:: Provided data

PR #2751, opened 2025-12-29
Add Async.await() for non-blocking condition waiting

mfateev:
## Summary
- Add `Async.await(Supplier<Boolean>)` and `Async.await(Duration, Supplier<Boolean>)` methods for non-blocking condition waiting that return a `Promise`
- Add comprehensive tests for cancellation behavior and condition exception handling
- Add cross-reference `@see` Javadoc tags between `Workflow.sleep`, `Workflow.newTimer`, `Workflow.await`, and `Async.await` to help developers discover blocking vs non-blocking alternatives

## Test plan
- [x] Unit tests for `Async.await()` with immediate condition satisfaction
- [x] Unit tests for timed `Async.await()` with timeout expiration
- [x] Unit tests for cancellation behavior (CanceledFailure propagation)
- [x] Unit tests for condition throwing exceptions
- [x] All existing AsyncAwaitTest and WorkflowTest tests pass


temporal-sdk/src/main/java/io/temporal/common/interceptors/WorkflowOutboundCallsInterceptor.java
```diff
@@ -742,6 +742,26 @@ public DynamicUpdateHandler getHandler() {
...
+  /**
+   * Asynchronously wait until unblockCondition evaluates to true or timeout expires.
+   *
+   * @param timeout maximum time to wait for the condition
+   * @param unblockCondition condition that should return true to indicate completion
+   * @return Promise that completes with true if the condition was satisfied, false if the timeout
+   *     expired, or exceptionally with CanceledFailure if the enclosing CancellationScope is
+   *     canceled
+   */
+  Promise<Boolean> awaitAsync(Duration timeout, Supplier<Boolean> unblockCondition);
```
cretz: Will defer to Java SDK reviewers for PR in general, but I wonder if as part of this review we also need to think about an overload that provides a summary to the timer this creates. Also applies to `await` and part of me wonders if we can reuse `reason` in `await` as timer summary, and add `reason` here. Or if we should just have an overload of both `await` and `awaitAsync` that accepts timer options.

mfateev: Added timerSummary to await

maciejdudko (changes requested):
The existing `await` overloads always requires reason. `awaitAsync` should match that.

I don't think it's worth introducing `AwaitOptions`. `await` already takes the reason as direct argument, and it's more ergonomic this way. If there's ever a need for additional options (unlikely), we can add the `AwaitOptions` overloads then. For now, `awaitAsync` should have `String reason` as a direct argument too.

In short - there should be just these two overloads:
```
public static Promise<Void> awaitAsync(String reason, Supplier<Boolean> unblockCondition)
public static Promise<Boolean> awaitAsync(Duration timeout, String reason, Supplier<Boolean> unblockCondition)
```

I'm still reviewing the rest of the code, but wanted to highlight this comment early.

mfateev:
Will remove async options. Hold reviewing the code. I want to change it to execute the condition in a workflow thread for consistency with other callbacks.

temporal-sdk/src/main/java/io/temporal/internal/sync/DeterministicRunner.java
```diff
@@ -92,6 +93,24 @@ static DeterministicRunner newRunner(
   @Nonnull
   WorkflowThread newCallbackThread(Runnable runnable, @Nullable String name);
 
+  /**
+   * Creates a new repeatable workflow thread that re-evaluates its condition on each
+   * runUntilBlocked() call. The thread completes when the condition returns true or when
+   * cancelled/destroyed.
+   *
+   * <p>This is used for async await where the condition can contain blocking operations like
```
mjameswh, line 101: Here, the Javadoc indicates that the condition provided to `newRepeatableThread` can contain blocking operations. But the same method in DeterministicRunnerImpl says the opposite.

Can you confirm which one is in line your your now-currrent design?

::::

> [Your task] Every record shown above should be given back exactly.

> [Solution for this problem]
PR #2751, opened 2025-12-29
Add Async.await() for non-blocking condition waiting

mfateev:
## Summary
- Add `Async.await(Supplier<Boolean>)` and `Async.await(Duration, Supplier<Boolean>)` methods for non-blocking condition waiting that return a `Promise`
- Add comprehensive tests for cancellation behavior and condition exception handling
- Add cross-reference `@see` Javadoc tags between `Workflow.sleep`, `Workflow.newTimer`, `Workflow.await`, and `Async.await` to help developers discover blocking vs non-blocking alternatives

## Test plan
- [x] Unit tests for `Async.await()` with immediate condition satisfaction
- [x] Unit tests for timed `Async.await()` with timeout expiration
- [x] Unit tests for cancellation behavior (CanceledFailure propagation)
- [x] Unit tests for condition throwing exceptions
- [x] All existing AsyncAwaitTest and WorkflowTest tests pass


temporal-sdk/src/main/java/io/temporal/common/interceptors/WorkflowOutboundCallsInterceptor.java
```diff
@@ -742,6 +742,26 @@ public DynamicUpdateHandler getHandler() {
...
+  /**
+   * Asynchronously wait until unblockCondition evaluates to true or timeout expires.
+   *
+   * @param timeout maximum time to wait for the condition
+   * @param unblockCondition condition that should return true to indicate completion
+   * @return Promise that completes with true if the condition was satisfied, false if the timeout
+   *     expired, or exceptionally with CanceledFailure if the enclosing CancellationScope is
+   *     canceled
+   */
+  Promise<Boolean> awaitAsync(Duration timeout, Supplier<Boolean> unblockCondition);
```
cretz: Will defer to Java SDK reviewers for PR in general, but I wonder if as part of this review we also need to think about an overload that provides a summary to the timer this creates. Also applies to `await` and part of me wonders if we can reuse `reason` in `await` as timer summary, and add `reason` here. Or if we should just have an overload of both `await` and `awaitAsync` that accepts timer options.

mfateev: Added timerSummary to await

maciejdudko (changes requested):
The existing `await` overloads always requires reason. `awaitAsync` should match that.

I don't think it's worth introducing `AwaitOptions`. `await` already takes the reason as direct argument, and it's more ergonomic this way. If there's ever a need for additional options (unlikely), we can add the `AwaitOptions` overloads then. For now, `awaitAsync` should have `String reason` as a direct argument too.

In short - there should be just these two overloads:
```
public static Promise<Void> awaitAsync(String reason, Supplier<Boolean> unblockCondition)
public static Promise<Boolean> awaitAsync(Duration timeout, String reason, Supplier<Boolean> unblockCondition)
```

I'm still reviewing the rest of the code, but wanted to highlight this comment early.

mfateev:
Will remove async options. Hold reviewing the code. I want to change it to execute the condition in a workflow thread for consistency with other callbacks.

temporal-sdk/src/main/java/io/temporal/internal/sync/DeterministicRunner.java
```diff
@@ -92,6 +93,24 @@ static DeterministicRunner newRunner(
   @Nonnull
   WorkflowThread newCallbackThread(Runnable runnable, @Nullable String name);
 
+  /**
+   * Creates a new repeatable workflow thread that re-evaluates its condition on each
+   * runUntilBlocked() call. The thread completes when the condition returns true or when
+   * cancelled/destroyed.
+   *
+   * <p>This is used for async await where the condition can contain blocking operations like
```
mjameswh, line 101: Here, the Javadoc indicates that the condition provided to `newRepeatableThread` can contain blocking operations. But the same method in DeterministicRunnerImpl says the opposite.

Can you confirm which one is in line your your now-currrent design?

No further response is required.